WHAT YOU HAVE TO DO: Return every line in the entries below where the word "logged" shows up.

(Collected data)
↓
PR #558, opened 2023-12-12
feat(.vscode): add remix.code-snippets

hakimLyon:
## Screenshots

https://github.com/epicweb-dev/epic-stack/assets/64654633/6543eb0b-6505-4bb5-9704-f2931b33b43d

### DIFF
--- a/.vscode/remix.code-snippets
+++ b/.vscode/remix.code-snippets
@@ -1,0 +1,76 @@
+{
+	"loader": {
+		"prefix": "/ loader",
+		"body": [
+			"import { type DataFunctionArgs, json } from \"@remix-run/node\"",
+			"",
+			"export async function loader({ request }: DataFunctionArgs) {",
+			"  return json({})",
+			"}"
+		]
+	},
+	"action": {
+		"prefix": "/action",
+		"body": [
+			"import { type DataFunctionArgs, json } from \"@remix-run/node\"",
+			"",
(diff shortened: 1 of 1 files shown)


.vscode/remix.code-snippets
```diff
@@ -0,0 +1,76 @@
+{
+	"loader": {
+		"prefix": "/ loader",
```
kentcdodds, line 3:
```suggestion
		"prefix": "/loader",
```

kentcdodds (commented):
Thanks! Is there a way to limit these snippets to only apply in ts/js/tsx/jsx files?

.vscode/remix.code-snippets
hakimLyon: Yes. In Visual Studio Code, for example, you can do this by adding a "scope" field with the desired language identifiers. 
```json
		"scope": "typescriptreact,javascriptreact,typescript,javascript",
```

hakimLyon:
> Thanks! Is there a way to limit these snippets to only apply in ts/js/tsx/jsx files?

Yes. In Visual Studio Code, for example, you can do this by adding a "scope" field with the desired language identifiers. 
```json
		"scope": "typescriptreact,javascriptreact,typescript,javascript",
```

kentcdodds (approved):
Awesome! Thanks 🙏

PR #563, opened 2023-12-15
feat: add `autocomplete` prop to inputs

samialdury:
Added [autocomplete](https://developer.mozilla.org/en-US/docs/Web/HTML/Attributes/autocomplete) prop to relevant inputs.

## Checklist

- [ ] Tests updated
- [ ] Docs updated


kentcdodds (approved):
Love it. Thanks!

PR #566, opened 2023-12-16
Remove redundant and non-existant `border-border`

fdietze:
`border-border` doesn't exist, this was probably meant to be `border-box` (https://tailwindcss.com/docs/box-sizing#including-borders-and-padding).

But even that would be redundant, since it is already the default in the preflight syles.

### DIFF
--- a/app/styles/tailwind.css
+++ b/app/styles/tailwind.css
@@ -80,9 +80,6 @@
 }
 
 @layer base {
-	* {
-		@apply border-border;
-	}
 	body {
 		@apply bg-background text-foreground;
 	}


kentcdodds:
Thanks. But it actually does exist in the tailwind config: https://github.com/epicweb-dev/epic-stack/blob/b641031a5165e4323d67abb1290df89e98312741/app/utils/extended-theme.ts#L5

fdietze:
Oh, sorry, I see. Why is it useful to have a border color on every single html element?

kentcdodds:
It's useful to have the border color set so when you add a border you don't need to worry about setting the color as well

PR #575, opened 2023-12-27
fix: move border color to tailwind config

jacobparis:
The tailwind config is a better place to put this global color setting for the borders, especially since `.border-border` isn't a very descriptive class

I would also be in favour of removing `border` from the custom colors entirely as I think this is the only place that's used, but that might be a breaking change in case other folks have been using it 

```diff
	colors: {
- 		border: 'hsl(var(--border))',
		input: {
			DEFAULT: 'hsl(var(--input))',
			invalid: 'hsl(var(--input-invalid))',
```

## Checklist

- [ ] Tests updated
- [ ] Docs updated

## Screenshots
Before this change
image

After this change

image

### DIFF
--- a/app/styles/tailwind.css
+++ b/app/styles/tailwind.css
@@ -78,12 +78,3 @@
 		--ring: 217.2 32.6% 60%;
 	}
 }
-
-@layer base {
-	* {
-		@apply border-border;
-	}
-	body {
-		@apply bg-background text-foreground;
-	}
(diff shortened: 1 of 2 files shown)


kentcdodds (approved):
Thanks!

There are no breaking changes in the Epic Stack. Just thoughtful improvements to the starter with announcements for the big stuff.

PR #582, opened 2024-01-06
Marketing homepage redesign

simonswiss:
Redesign of the Epic Stack Marketing homepage, which corresponds to the page we'll build in one of the segments of the "Unleash The Designer In You" Epic Web workshop.

https://github.com/epicweb-dev/epic-stack/assets/485747/2e4ca359-8ec3-45be-ae62-e5e9df401289

Animations have been revisited and implemented with CSS only — no more GSAP or Framer Motion 👍

The design supports dark mode.


app/utils/extended-theme.ts
```diff
@@ -99,9 +99,24 @@ export const extendedTheme = {
 			from: { height: 'var(--radix-accordion-content-height)' },
 			to: { height: '0' },
 		},
+		'roll-reveal': {
```
kentcdodds, line 102: We want to make it easy for people to remove unused stuff if they want to. Having this code isn't really all that harmful, but I think it would be best if we add a comment here about what they can delete or even better if we can put these animation keyframes in the marketing index page and import them here. That way when people delete that page, TypeScript can tell them to delete the reference here. Perhaps we only need to have the marketing index page export the keyframes names and this imports those names for use here. That way there's a strong relationship between those keyframes and where they're used. We just want to make sure it's easy for people to know what to remove when they bootstrap a new Epic app.

To be clear, you don't have to do the same in the workshop. It's fine to keep it the way you have it for the workshop.

kentcdodds (commented):
This is terrific! I just have one thought

simonswiss:
See how you feel about this [new commit](https://github.com/epicweb-dev/epic-stack/pull/582/commits/5dfff0b4b389379d0265b55b78aba534cf258993).

The keyframes are defined as a Tailwind `preset` inside the `_marketing` route folder (I was not able to export it directly from the `_marketing+/index.tsx` route).

Since there is already a logos folder with loads of SVG in there, I assumed that was a safe place to put something that might be deleted by the user.

If deleted, the Tailwind config (which imports that preset) will flag that the `preset` doesn't exist and should be removed.

kentcdodds (approved):
I'm even happier with this. Thanks!

kentcdodds:
I'm not sure about the error you had, but I think you're someone was good 👍

kentcdodds:
Just occurred to me to look at the dark mode version and I think we could improve the logos a fair bit for that. Maybe just invert?

Screenshot_20240106_225629_Brave

simonswiss:
Whoops yes! I did something wrong — this is how it was supposed to look. I put the `grayscale` on the parent and it grayscaled the tiles as well:

https://github.com/epicweb-dev/epic-stack/assets/485747/63264cdb-426a-4c96-8958-a255d4693823

The idea of grayscale is the page is slightly less colorful, but the logos still show their colors on hover 👍

But I am not convinced it works without changing the logo colors — so maybe I'll just go with lighter tiles on dark.

Will open a new PR 👍

Issue #583, opened 2024-01-06
Admin protected routes are not showing relevant error message.


aerojeyenth:
**Steps to reproduce:**

1. Login to epic stack with a non-admin user 
2. Navigate to ./admin/cache route
3. Observe the error message 

**Actual behavior:** 

Error message is undefined
`Cannot read properties of undefined (reading 'message')`

**Expected behavior:**

Relevant error message:

`Unauthorized: required role: admin`

Please find the screenshot attached. 

![image](https://github.com/epicweb-dev/epic-stack/assets/6432625/72712eec-d307-4af9-b393-3c4b473e86a0)

kentcdodds:
Good catch. Would you be interested in submitting a PR to fix this?

aerojeyenth:
> Good catch. Would you be interested in submitting a PR to fix this?

Sure. ! Do you want to give me any pointers ? My initial thought is fix is needed in the <GeneralErrorBoundary />

kentcdodds:
I'd have to dig in a little bit. You should probably start in that route and trace the code.

paolapog:
Hello @kentcdodds and @aerojeyenth,  I've found a way to solve this issue, I don't know if the most correct one but let me know, at least we have some clue :) 
cheers

kentcdodds:
Thanks!

PR #596, opened 2024-01-12
fix: add general error boundary on cache routes

paolapog:
I've found a way to solve #583 
Basically was missing a `<GeneralErrorBoundary> `component with its error handling component because if you were taking the error from the cache routes was resulting in an undefined result.
The error from general error boundary is an object with inside data that contains the error.
## Test Plan
1. Login to epic stack with a non-admin user
2. Navigate to ./admin/cache route
3. See the correct error being showed
Screenshot 2024-01-12 at 11 33 56


kentcdodds (approved):
Thanks!

PR #599, opened 2024-01-17
chore(notes): border animation

hakimLyon:
## Screenshots

https://github.com/epicweb-dev/epic-stack/assets/64654633/5dec58f3-4536-4650-8850-8a34c681f4b8


kentcdodds (changes requested):
This looks cool! But definitely not something that we want included by default. Would you be interested in making [an example](https://github.com/epicweb-dev/epic-stack/blob/main/docs/examples.md) instead?

PR #603, opened 2024-01-19
replace LoaderFunction with LoaderFunctionArgs in seo.md

JLarky:
This is not a huge change, but just to be consistent with the code, since `LoaderFunctionArgs` is used everywhere instead of `LoaderFunction`


kentcdodds (approved):
Thanks!

PR #735, opened 2024-05-17
Error Logging

zwhitchcox:
Currently, errors are not logged to the console, only to Sentry (if it's enabled)

## Test Plan

This was manually tested

## Checklist

- ~[ ] Tests updated~ -- additional tests unnecessary, as it's just logging to the console
- ~[ ] Docs updated~ -- updating docs unnecessary, as this will be the expected behavior

## Screenshots
Previously, only an 500  status was reported, but not the error itself:
Screenshot 2024-05-17 at 6 16 42 PM

We now get the full error and stack trace along with the HTTP status:
Screenshot 2024-05-17 at 7 14 17 PM

### DIFF
--- a/app/entry.server.tsx
+++ b/app/entry.server.tsx
@@ -13,6 +13,7 @@ import { getEnv, init } from './utils/env.server.ts'
 import { getInstanceInfo } from './utils/litefs.server.ts'
 import { NonceProvider } from './utils/nonce-provider.ts'
 import { makeTimings } from './utils/timing.server.ts'
+import chalk from 'chalk'
 
 const ABORT_DELAY = 5000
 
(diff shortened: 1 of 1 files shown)


app/entry.server.tsx
```diff
@@ -97,9 +98,16 @@ export function handleError(
 	error: unknown,
 	{ request }: LoaderFunctionArgs | ActionFunctionArgs,
 ): void {
+	// Skip capturing if the request is aborted as Remix docs suggest
```
zwhitchcox, line 101: This is taken directly from Sentry, so the Sentry behavior won't change:

https://github.com/getsentry/sentry-javascript/blob/531779300c186f89afff0c5bad9f802b2140a325/packages/remix/src/utils/instrumentServer.ts#L151-L156

kentcdodds (approved):
Awesome. Thanks!

PR #736, opened 2024-05-18
Pr/error logging

zwhitchcox:
Fixes bug in #735, where errors would get logged 2X when the error originated in the client code.

I've removed the duplicate error logging, so now, all errors are logged, and they are only logged one time.

## Test Plan

This was manually tested.

## Checklist

- ~[ ] Tests updated~ -- additional tests unnecessary, as it's just logging to the console
- ~[ ] Docs updated~ -- updating docs unnecessary, as this will be the expected behavior

## Screenshots

Before, error thrown within React code is logged 2X:
Screenshot 2024-05-18 at 1 44 48 PM

After, they're logged only once:
Screenshot 2024-05-18 at 1 45 21 PM

### DIFF
--- a/app/entry.server.tsx
+++ b/app/entry.server.tsx
@@ -7,13 +7,13 @@ import {
 } from '@remix-run/node'
 import { RemixServer } from '@remix-run/react'
 import * as Sentry from '@sentry/remix'
+import chalk from 'chalk'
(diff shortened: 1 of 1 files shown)


kentcdodds (approved):
Thanks!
↑
RESPONSE TO THIS TASK:
Currently, errors are not logged to the console, only to Sentry (if it's enabled)
Fixes bug in #735, where errors would get logged 2X when the error originated in the client code.
I've removed the duplicate error logging, so now, all errors are logged, and they are only logged one time.
Before, error thrown within React code is logged 2X:
After, they're logged only once:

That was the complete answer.